Von größerer Wichtigkeit als der Puls zur Beurteilung von Fieberzuständen ist die Körpertemperatur, welche in normalen Verhältnissen ungefähr 37° C. beträgt. Nicht selten fühlen sich Hände und Füße, ja sogar der größte Teil des Körpers kalt an, während dennoch Fieber von 39° C. und darüber vorhanden sein kann. Es ist deshalb wichtig, sich in allen Fällen, in denen Fieber vermutet wird, durch das Anlegen eines Fieberthermometers über die eigentliche Körpertemperatur Gewißheit zu verschaffen. (Man lese hierüber nochmals die ausführliche Beschreibung im 2. Abschnitt dieses Teiles nach.)
Die Atmung bei Säuglingen ist rasch und öfters unregelmäßig, nur während des Schlafes ist sie regelmäßig. In den ersten 6 Monaten beträgt die Zahl der Atemzüge 20—40, später 20—30, bei älteren Kindern 15—25 in der Minute. Sehr schnelles Atmen (40—60 Atemzüge in der Minute) weist auf Lungenentzündung hin, während sehr unregelmäßiges und seufzendes Atmen im Schlafe bei Gehirnkrankheiten vorkommt.

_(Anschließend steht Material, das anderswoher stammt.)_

PR #365, opened 2025-03-01
Drop LinearMap.det_mul

Ruben-VandeVelde:
@eric-wieser suggested not to upstream this, and it seems unnecessary indeed.


eric-wieser:
(in https://github.com/leanprover-community/mathlib4/pull/22431)

PR #368, opened 2025-03-04
Unpin lean version from `lakefile.toml`

smmercuri:


pitmonticone (approved):

kbuzzard:
I don't really know what I'm talking about here but do either of `lean-toolchain` and `lake-manifest.json` also need to be changed? They were both changed in the bump PR.

PR #369, opened 2025-03-05
chore: bump toolchain to v4.18.0-rc1

pitmonticone:


lake-manifest.json
```diff
@@ -15,17 +15,17 @@
    "type": "git",
    "subDir": null,
    "scope": "",
-   "rev": "5269898d6a51d047931107c8d72d934d8d5d3753",
+   "rev": "26aae2611fd03b7034664913a9f63e55333970a9",
    "name": "mathlib",
    "manifestFile": "lake-manifest.json",
-   "inputRev": "v4.17.0",
+   "inputRev": null,
```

Die Fontanellen am Kopf schließen sich normalerweise im 2. Lebensjahr; vor dem 15. Monat soll sich die vordere Fontanelle nicht ganz schließen, weil sonst die Entwicklung des Gehirns Schaden leidet; schließen sich jedoch die Fontanellen sehr spät, dann liegt die Vermutung nahe, daß englische Krankheit vorliegt. Bei hohem Fieber ist die vordere Fontanelle öfters stark gewölbt, während sie bei schleichenden Krankheiten eingefallen ist.